Recently, my dad attended a conference for Dravet Syndrome. We don't often talk about what happened, though we live with it every day. Recently we went through old photos and my parents and I sat in a closet and cried. Seeing the photos of her as a normal 3-year-old break my heart. She was starting to walk and talk. The seziure that lasted over an hour took all of that away. 
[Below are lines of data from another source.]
PR #126, opened 2021-10-28
feat(wallet): observable interface & transaction tracker

mkazlauskas:
# Context

1. Using `wallet` package with it's current interface has a lot of complexity. Similarly, implementing new services internally is complex because it's difficult to synchronize state between dependencies. 
2. Need a new utility to conveniently get transaction history.
3. Core types and CSL types representing the same data are both used in wallet interfaces.

# Proposed Solution

1. Introduce Observables via RxJS and manage all source (provider) subscriptions within SDK. Expose clean observable-based interface.
2. Expose transaction history and events via observable-based interface on `Wallet` object.
3. Keep only core types in user-facing wallet interfaces

- Rename TxAlonzo `metadata` to `auxiliaryData`
- Add `coreToCsl.txInputs`
- Make `ProtocolParametersRequiredByWallet` interface fields required
- Add dependency on [rxjs](https://www.npmjs.com/package/rxjs) and [backoff-rxjs](https://www.npmjs.com/package/backoff-rxjs)
- Add `StakePool.status` property
- Replace `jest.setup.js` with `moduleNameMapper` config option


packages/wallet/test/services/util/ProviderTrackerSubject.test.ts
```diff
@@ -47,6 +47,9 @@ describe('ProviderTrackerSubject', () => {
     });
   });
 
+  // Review: this is a list of tests needed to test all paths.
```
rhyslbw, line 50: Happy for us to merge with this as a todo, and we can decide to drop completely or spent the effort when possible

packages/wallet/test/services/TransactionsTracker.test.ts
```diff
@@ -0,0 +1,133 @@
...
+import { createTestScheduler } from '../testScheduler';
+import { queryTransactionsResult } from '../mocks';
+
+describe('createTransactionsTracker', () => {
+  // both of these variables are not relevant for tests, because
+  // they're using mock transactionsSource$
+  let config: SourceTrackerConfig;
+  let transactionsProvider: SimpleProvider<DirectionalTransaction[]>;
+
+  it('observable properties behaves correctly on successful transaction', async () => {
```
rhyslbw, line 24:
```suggestion
  it('observable properties behave correctly on successful transaction', async () => {
```

rhyslbw (changes requested):

packages/core/src/Cardano/types/Transaction.ts
```diff
@@ -42,8 +44,11 @@ export interface Redeemer {
   executionUnits: Cardano.ExUnits;
 }
 
-export type Witness = Omit<Partial<BlockBodyAlonzo['witness']>, 'redeemers'> & {
+export type Witness = Omit<Partial<BlockBodyAlonzo['witness']>, 'redeemers' | 'signatures'> & {
   redeemers?: Redeemer[];
+  signatures: Partial<{
```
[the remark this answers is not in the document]
mkazlauskas: I think it's safer when using indexer. TS makes you check if object key exists before using it. It's easy to do with optional chaining (or non-null assertion operator if you're sure it exists). Anyway I'm good with non-partial type if you don't think it's a good idea.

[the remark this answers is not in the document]
rhyslbw: Ok let's leave it as there's a benefit

packages/wallet/src/services/RewardsTracker.ts
```diff
@@ -31,7 +31,7 @@ export const createRewardsProvider$ =
         .then(({ delegationAndRewards: { rewards } }) => rewards || 0n)
     );
 
-const getWithdrawalQuantity = (tx: Cardano.NewTxAlonzo, keyManager: KeyManager): Cardano.Lovelace => {
+const getWithdrawalQuantity = (tx: Cardano.NewTxAlonzo, addresses: string[]): Cardano.Lovelace => {
```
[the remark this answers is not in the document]
mkazlauskas: I'm removing `addresses` argument as you can't withdraw from another wallet: all withdrawal quantities should be unavailable until transaction goes through or fails.

packages/wallet/test/services/RewardsTracker.test.ts
```diff
@@ -16,8 +16,8 @@ describe('createRewardsTracker', () => {
             body: {
               withdrawals: [
                 {
-                  address,
-                  quantity: 100n
+                  quantity: 100n,
+                  stakeAddress: address
```
rhyslbw, line 20: On line 9:

``` TypeScript
    const address = keyManager.deriveAddress(0, 0);
```
It should be:
``` TypeScript
    const stakeAddress = keyManager.stakeKey.to_bech32();
```

rhyslbw (changes requested):

packages/wallet/test/services/RewardsTracker.test.ts
mkazlauskas: Good catch. This exposed another issue that rewards provider didn't even need addreses[] that it used for calling `walletProvider.utxoDelegationAndRewards`

rhyslbw (changes requested):
Looks good @mkazlauskas

Just need to squash commits now

rhyslbw (approved):
Fantastic work here @mkazlauskas :tada:

PR #130, opened 2021-11-05
feat: rewards history & delegation preference

mkazlauskas:
# Context

- Add support to query rewards history of stake addresses
- Get the stake pool the wallet is currently delegating

# Proposed Solution

- [x] add `WalletProvider.rewardsHistory`
- [x] implement `rewardsHistory` for Blockfrost wallet provider
- [x] add `Wallet.networkInfo$` to get current epoch
- [x] add `Wallet.delegation` with `{rewardsHistory$: {all, lastReward, avgReward, lifetimeRewards}, stakePool$}`
- [x]  only re-fetch the following data when there is a new block on `tip$`:
  - utxo
  - transactions
  - networkInfo
  - rewardsHistory

- [x] do not emit provider data until it changes 
- [ ] add `KeyManager.stakeAddress`


packages/blockfrost/test/blockfrostProvider.test.ts
```diff
@@ -409,4 +409,43 @@ describe('blockfrostProvider', () => {
       slot: 37_767_194
     });
   });
+
+  test('rewardsHistory', async () => {
+    const pool_id = 'pool1pu5jlj4q9w9jlxeu370a3c9myx47md5j5m2str0naunn2q3lkdy';
+    const mockedResponse = [
```
rhyslbw, line 415: This test isn't covering the multiple page scenario. See: https://github.com/input-output-hk/cardano-js-sdk/blob/02f73783e39c7cb2c0e56d675bd2c5a3ae175903/packages/blockfrost/test/blockfrostProvider.test.ts#L70-L101

rhyslbw (changes requested):
>  only re-fetch the following data when there is a new block on tip$: `rewardsHistory`

Rewards history (and delegation) only needs to be checked at the start of each epoch

mkazlauskas:
> > only re-fetch the following data when there is a new block on tip$: `rewardsHistory`
> 
> Rewards history (and delegation) only needs to be checked at the start of each epoch

Makes sense for rewards. I'm planning to use `transactions.history.outgoing$` and just taking the last delegation certificate as a source for pool id, so it's not going to refetch until that changes.

packages/wallet/src/services/DelegationTracker/RewardsHistory.ts
```diff
@@ -0,0 +1,56 @@
...
+  walletProvider: WalletProvider,
+  keyManager: KeyManagement.KeyManager,
+  transactionsTracker: Transactions,
+  { getRewardsHistory = (props) => from(walletProvider.rewardsHistory(props)) }: RewardsHistoryProviderInternals = {}
+) => {
+  const firstDelegationEpoch$ = certificateTransactions(transactionsTracker, [
+    Cardano.CertificateType.StakeDelegation
+  ]).pipe(
+    map((transactions) => Math.min(...transactions.map(({ blockHeader: { slot } }) => slot))),
+    map(getEpoch),
```
rhyslbw, line 34: Delegation preferences take effect in n+2 epochs from the submitted certificate

packages/wallet/src/services/DelegationTracker/RewardsHistory.ts
```diff
@@ -0,0 +1,56 @@
...
+import { KeyManagement, ProviderWithArg, Transactions } from '../..';
+import { certificateTransactions } from './util';
+import { filter, from, map, mergeMap, take } from 'rxjs';
+
+interface RewardsHistoryProviderInternals {
+  getRewardsHistory?: ProviderWithArg<EpochRewards[], RewardHistoryProps>;
+}
+
+export const getEpoch = (slotNo: number) => {
+  // Review: we should probably be getting these constants from the provider?
```
rhyslbw, line 11: What about if we instead just lookup the block to get the epoch? These constants are going to be awkward to maintain in our own providers, and likely impossible to get from 3rd party providers such as Blockfrost.

mkazlauskas: Make a WalletProvider request to look up the block? That's an option, but not great for something that can be computed locally. I think something like `WalletProvider { slotEpoch(slot): Promise }` would be best, then if the provider supported something like  `{ eras: { firstEpoch; firstSlot; slotLength; }[] }` it could be implemented to compute locally.

rhyslbw: Yes, that design also occurred to me, but if we're calling a backend service for the constants why not just keep it consistent? This function is only being called off the back of a delegation being made right? In that case it will be very rarely called.

mkazlauskas: I guess it boils down to saving a few requests vs a more generic WalletProvider. Can we keep this hardcoded implementation for now and do this as a separate PR?

rhyslbw: These constants are network-specific, so to pursue this approach we'd need some type of config to correlate the network.

packages/blockfrost/src/blockfrostProvider.ts
```diff
@@ -318,12 +327,92 @@ export const blockfrostProvider = (options: Options, logger = dummyLogger): Wall
...
+  };
+
+  const queryBlocksByHashes: WalletProvider['queryBlocksByHashes'] = async (hashes) => {
+    const responses = await Promise.all(hashes.map((hash) => blockfrost.blocks(hash)));
+    // Review: a bunch of nullable fields here. Is there a reason for them to be nullable?
+    // Maybe just throw if any of the fields are not set?
+    return responses.map((response) => ({
+      confirmations: response.confirmations,
+      date: new Date(response.time * 1000),
+      epoch: response.epoch!,
```
rhyslbw, line 386: There are two type of blocks that curiously do not belong to epochs. We do not need to be concerned with these special blocks though, as they are only applicable to the Byron-era and do not contain transactions. Can throw if not set

packages/blockfrost/src/blockfrostProvider.ts
```diff
@@ -318,12 +327,92 @@ export const blockfrostProvider = (options: Options, logger = dummyLogger): Wall
...
+      // why is this nullable?
+      epochSlot: response.epoch_slot!,
```
rhyslbw, line 388: See above

packages/blockfrost/src/blockfrostProvider.ts
```diff
@@ -318,12 +327,92 @@ export const blockfrostProvider = (options: Options, logger = dummyLogger): Wall
...
+      // why is this nullable?
+      fees: BigInt(response.fees || '0'),
```
rhyslbw, line 390: Not sure, could also be related to the special Byron-era blocks. This handling is fine though

packages/blockfrost/src/blockfrostProvider.ts
```diff
@@ -318,12 +327,92 @@ export const blockfrostProvider = (options: Options, logger = dummyLogger): Wall
...
+      header: {
+        blockHash: response.hash,
+        // why is this nullable?
+        blockHeight: response.height!,
```
rhyslbw, line 394: The same special Byron-era blocks also do not have block numbers! :upside_down_face: Can throw if not set

packages/blockfrost/src/blockfrostProvider.ts
```diff
@@ -318,12 +327,92 @@ export const blockfrostProvider = (options: Options, logger = dummyLogger): Wall
...
+        slot: response.slot! // why is this nullable?
```
rhyslbw, line 395: Ditto

packages/blockfrost/src/blockfrostProvider.ts
```diff
@@ -318,12 +327,92 @@ export const blockfrostProvider = (options: Options, logger = dummyLogger): Wall
...
+      }, // why is this nullable?
+      nextBlock: response.next_block || undefined,
```
rhyslbw, line 397: If you get the tip, then the next block would be undefined

packages/blockfrost/src/blockfrostProvider.ts
```diff
@@ -318,12 +327,92 @@ export const blockfrostProvider = (options: Options, logger = dummyLogger): Wall
...
+      previousBlock: response.previous_block || undefined,
+      size: response.size,
+      slotLeader: response.slot_leader,
+      totalOutput: BigInt(response.output || '0'),
+      txCount: response.tx_count,
+      vrf: response.block_vrf! // why is this nullable?
```
rhyslbw, line 403: This will only be present in the post Byron-era blocks

packages/wallet/src/services/DelegationTracker/DelegationTracker.ts
```diff
@@ -0,0 +1,84 @@
...
+    switchMap((transactions) =>
+      blockEpochProvider(transactions.map((tx) => tx.blockHeader.blockHash)).pipe(
+        map((epochs) => transactions.map((tx, txIndex) => ({ epoch: epochs[txIndex], tx })))
+      )
+    ),
+    share()
+  );
+
+// Review: all individual pieces of this are tested and it doesn't contain any logic
+// besides initializing the dependencies. Is it worth writing the test?
```
rhyslbw, line 54: I agree the test would just create more overhead with little benefit. I'm happy if it builds :wink:

rhyslbw (changes requested):
Looks good @mkazlauskas. Since we're relying on the external e2e testing I'm happy to see this go through to the next pre-release, with the additional todos handled separately. Just need to squash commits.

rhyslbw (approved):
:tada:

PR #131, opened 2021-11-11
refactor: cleanup after initial observable interface implementation

mkazlauskas:
# Context

Some chores after initial observable interface implementation. See below.

# Proposed Solution

- Use (cold) `Observable` instead of `() => Observable` for provider source
- `Wallet.sync()` will now only force-sync `tip$`. The rest of the wallet is synced only if `tip$` changes.
- Hoist `isNotNil` util to core package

This all happened when I was around the age of six. She was in a hospital hours away with my parents and I lived with my Grandma. Until recently, when I recalled this period of my life I thought it had been about a year. My parents told me it was only about four months. I've grown up with a sister who cannot talk, eat, walk and still has hundreds of seziures a day. I've slowly distanced myself from her whether to protect myself or simply because I haven't found a way to connect. I feel like I am a terrible person. I hate myself for it, but any time I talk to her I break down and cry. I have seen many therapists in the past five years and the last one I saw thought I had some sort of PTSD. I've grown up with depression and anxiety. I feel like it's too late now to do anything. I know she will always be like this and I feel so powerless and upset she lost everything. I am now 26 years old and she is 23. She lives with my parents and they have nurses at the house most of the day. It's still hard for me to go say hi. I see her lying there in the hospital bed in our house and my body begins to go into panic attack mode. I am awful.

I don't know if I'm asking for advice or reaching out for some sort of hope or connection.